For a crazy moment the earth seemed to tremor under her. The universe she’d just begun piecing together again shifted, then fell apart once mo
re. The memories that had come rushing back to her such a short time ago had centered around the Mase Chandler she thought she knew. Now she realized in stunned disbelief, she didn’t know him at all. She’d never really known him.
Her shock showed plainly to her captor. His lips pulled back in a small, satisfied smile.
“You had no idea what Chandler did when he left his fancy office, did you, missy? You ought to thank me. I’m saving you from marrying a killer.”
Chloe stared at him, aghast. Her mouth opened, closed, opened again. “No! I don’t—I can’t—Oh, God, I just can’t believe that Mase...my Mase...”

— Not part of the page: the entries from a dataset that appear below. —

Issue #2918, opened 2026-08-20
RFE: Make MTP work with XGrammar


zviratko:
https://github.com/jundot/omlx/commit/941fcbe05b13db8a04c1ead41e5e16b1c801aed6 locked out MTP when constrained decoding is active, I wonder if this could be lifted and made to work together?
Willing to make a token tithing as an incentive... :)

Thank you :)

builtbycnob:
The lock-out is real and the commit you found is where it came from: 941fcbe added `_has_grammar_processors` and the check in `_is_mtp_eligible`, with the reason string "grammar-constrained decoding uses GenerationBatch._step hooks". On `main` today (`aa8db734`) it lives in `_mtp_common_eligible` (`omlx/patches/mlx_lm_mtp/batch_generator.py:424`), so one constrained row switches the whole batch to the standard step. There are two more gates: `vlm_mtp` admits only processors that implement `snapshot_state()` / `restore_state()` (`omlx/speculative/processing_sampler.py:64-68`, used at `scheduler.py:8904`), and `vlm_mtp_enabled` next to a default `guided_grammar_enabled` raises in `ModelSettings.__post_init__` (`omlx/model_settings.py:375-382`), or is switched off with a warning when it comes from a persisted file (`:65-81`, called at `:481`).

Ever afterward she would give regular and fervent thanks for her stuttering incoherence. It seemed to amuse her captor. It certainly deepened the intensity of his satisfaction. Even more important, it diverted his attention for a second or two...just long enough for Chloe to catch the sudden movement of the shadow thrown against the cliff face behind him.
Her babbling became more desperate, more strident.
“You’ve followed the wrong man. Mase isn’t a killer. He wouldn’t hurt anyone.”
She used the leg bent under her to push herself up on one knee. The shadow painted on the cliff behind her captor shifted again.
“I know Mase,” she cried. “I love him. He’s not a killer.”
Then, in a few split seconds, the world around her erupted into violence.
A boot scraped on rock.
Her captor swore, snatched up his rifle, swung around.
A shot exploded at the exact instant Chloe threw herself across the rocks.
She crashed into her kidnapper, taking him down with her just as Mase dropped from the cliff above. Blinded by a cloud of stinging cordite, deafened by the crack of the rifle, she used her forehead and her shoulder and her knee to inflict what damage she could on her captor before she was thrust violently against the rocks.
By the time a wash of tears had cleared the burning cordite, her kidnapper lay sprawled across the rocks. Mase crouched over him, his chest heaving. For a second, just a second, Chloe saw murder in his eyes.